_EXTRACTED ENTRIES_.
▬▬▬▬▬▬

PR #2764, opened 2026-06-15
Drop redundant stuck-task logging and stabilize topic-metrics test

maeldonn:
This PR removes the stuck-task snapshot added in BB-788. getInFlightTasks() was reading w.data.topic/partition/offset off async.queue's workers, but the processing queue is now a TaskScheduler that pushes contexts shaped as { entry }, so the field accesses threw and the rdkafka.rebalance timeout: consumer stuck, disconnecting log never carried the identities it was meant to surface. Investigation showed the snapshot was redundant anyway: the per-task slow task warning in _startProcessingTask fires at maxPollIntervalMs and the rebalance drain timeout fires at maxPollIntervalMs - 1000, with the consumer paused during draining, so every in-flight task at timeout has already been logged individually with topic, partition, consumerGroup and offset.

The only field the snapshot carried that slow task did not was the message key, which is now added to the slow-task log. The rebalance-timeout error keeps the cheap queueLen and running reads from the TaskScheduler so operators can still distinguish "wedged on running work" from "backed up in the queue" at the moment of disconnection. TaskScheduler stays agnostic of the kafka entry shape. No new public surface was added.

The PR also stabilizes the "publish topic metrics" functional test, which summed debounced consumed event counts to exactly messages.length and flaked under CI timing. It now checks the queueProcessor's own consumedMessages array, guarded by a flag so the assertion block runs once.

Issue: BB-789

### DIFF
--- a/lib/BackbeatConsumer.js
+++ b/lib/BackbeatConsumer.js
@@ -478,13 +478,16 @@ class BackbeatConsumer extends EventEmitter {
      * @returns {function} - callback function to be called when task has been processed
      */
     _startProcessingTask(entry) {
-        const { topic, partition, offset } = entry;
+        const { topic, partition, offset, key } = entry;
         const consumerGroup = this._groupId;
         const taskStartTime = Date.now();
 
         let slow = false;
         const slowTimer = setTimeout(() => {
-            this._log.warn('slow task', { topic, partition, consumerGroup, offset });
+            this._log.warn('slow task', {
+                topic, partition, consumerGroup, offset,
+                key: key?.toString(),
+            });
             slow = true;
             KafkaBacklogMetrics.onSlowTask(topic, partition, consumerGroup);
         }, this._maxPollIntervalMs);
@@ -729,7 +732,12 @@ class BackbeatConsumer extends EventEmitter {
             this._drainProcessQueueTimeout = setTimeout(() => {
                 unassign(unassignStatus.TIMEOUT);
 
-                this._log.error('rdkafka.rebalance timeout: consumer stuck, disconnecting');
+                this._log.error('rdkafka.rebalance timeout: consumer stuck, disconnecting', {
+                    topic: this._topic,
+                    groupId: this._groupId,
+                    queueLen: this._processingQueue.length(),
+                    running: this._processingQueue.running(),
+                });
                 this._consumer.disconnect();
                 if (process.env.CRASH_ON_REBALANCE_TIMEOUT === 'true') {
                     // On S3C, supervisord only restarts a program when
--- a/lib/BackbeatConsumer.js
+++ b/lib/BackbeatConsumer.js
@@ -19,9 +19,6 @@ const { unassignStatus } = require('./constants');
 // controls the number of messages to process in parallel
 const CONCURRENCY_DEFAULT = 1;
 const CLIENT_ID = 'BackbeatConsumer';
-// max in-flight task identities included in a log line, so the line
-// stays small at any configured concurrency
-const IN_FLIGHT_TASKS_LOG_LIMIT = 10;
 const { withTopicPrefix } = require('./util/topic');
 
 /**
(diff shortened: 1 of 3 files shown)


lib/BackbeatConsumer.js
```diff
@@ -156,6 +156,7 @@ class BackbeatConsumer extends EventEmitter {
         this._canary = canary;
         this._bootstrap = bootstrap;
         this._offsetLedger = new OffsetLedger();
+        this._inFlight = new Set();
```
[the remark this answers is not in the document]
maeldonn: No other consumer state (offset ledger, counters, processing queue) is cleared on revoke; entries drain as work completes, or the process exits via the rebalance-timeout disconnect. Leaving stuck entries in `_inFlight` is also useful so `getInFlightTasks()` can still name them after the timeout.

anurag4DSB (commented):
The first change related to log looks good to me, a 2nd change has been bundled in, lets add that context to the PR description /title for future history digging
I am guessing its related to this:
```
 1) BackbeatConsumer main tests
       should be able to read messages sent to the topic and publish topic metrics:
     Error: Timeout of 30000ms exceeded. For async tests and hooks, ensure "done()" is called; if returning a Promise, ensure it resolves. (/home/runner/work/backbeat/backbeat/tests/functional/lib/BackbeatConsumer.js)
      at listOnTimeout (node:internal/timers:585:17)
      at process.processTimers (node:internal/timers:521:7)
```
For the second fix 9.0 is also affected, can we please backport it to that as well.

Note: The bypass was added for the above test on the original PR(after checking with the lead)
Learning: when issuing a bypass for known flakyness/depriortized failing tests, check all 5 integration branches for potential failures on integration PRs. 9.0 was not an issue here.

anurag4DSB (approved):

francoisferrand:
@anurag4DSB @maeldonn do we really need to add this (duplicated) tracking of tasks and logging?

- when a task takes too long, a log is printed c.f. https://github.com/scality/backbeat/blob/0a8e9dd96a8991ea76584eb0af65358f8bf6af00/lib/BackbeatConsumer.js . Is this not enough?
- the queued task are already tracked in the `TaskScheduler` (as you mentioned), so we can just add a simple function to list/iterate over the content if we really need this extra log : does not need to teach `TaskScheduler` what's in an entry, just reading what was pushed

anurag4DSB:
Update: we added an action in the sprint to update federation with BB 9.3.x https://scality.atlassian.net/browse/S3C-11332 to avoid the overhead of reviewing 6 branches for 1 change

SylvainSenechal (approved):

lib/tasks/TaskScheduler.js
```diff
@@ -39,6 +39,7 @@ class TaskScheduler {
         this._dedupeCache = {};
         this._inQueue = 0; // Number of tasks currently waiting in the queue
         this._running = 0; // Number of tasks currently running
+        this._inFlight = new Set(); // Contexts queued or running, in push order
```
francoisferrand: why? Aren't the tasks are already in `this._taskQueues` ?

francoisferrand: or are we interested in the "running" tasks only?

maeldonn: Good catch, dropped the Set and replaced it with the `inFlight()` generator over `workersList()` (running tasks only).

lib/BackbeatConsumer.js
```diff
@@ -799,15 +778,11 @@ class BackbeatConsumer extends EventEmitter {
...
-                const running = this._processingQueue?.running();
-                const stuckTasks = this.getInFlightTasks();
                 this._log.error('rdkafka.rebalance timeout: consumer stuck, disconnecting', {
                     topic: this._topic,
                     groupId: this._groupId,
-                    queueLen,
-                    running,
-                    stuckTasks,
+                    queueLen: this._processingQueue.length(),
+                    running: this._processingQueue.running(),
```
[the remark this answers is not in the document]
maeldonn: Updated the PR description.

lib/BackbeatConsumer.js
francoisferrand, line 1: nit: `git revert` is the more "visible" way to revert a commit... (and could be reverted directly in 9.0, not sure we need the log there either...)

francoisferrand (approved):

▬▬▬▬▬▬

_EXERCISE INSTRUCTIONS_. Lines from the top of the entries through the line with "This PR removes" are to be transcribed exactly, and nothing more.

_RESPONSE TO THE EXERCISE_.
PR #2764, opened 2026-06-15
Drop redundant stuck-task logging and stabilize topic-metrics test

maeldonn:
This PR removes the stuck-task snapshot added in BB-788. getInFlightTasks() was reading w.data.topic/partition/offset off async.queue's workers, but the processing queue is now a TaskScheduler that pushes contexts shaped as { entry }, so the field accesses threw and the rdkafka.rebalance timeout: consumer stuck, disconnecting log never carried the identities it was meant to surface. Investigation showed the snapshot was redundant anyway: the per-task slow task warning in _startProcessingTask fires at maxPollIntervalMs and the rebalance drain timeout fires at maxPollIntervalMs - 1000, with the consumer paused during draining, so every in-flight task at timeout has already been logged individually with topic, partition, consumerGroup and offset.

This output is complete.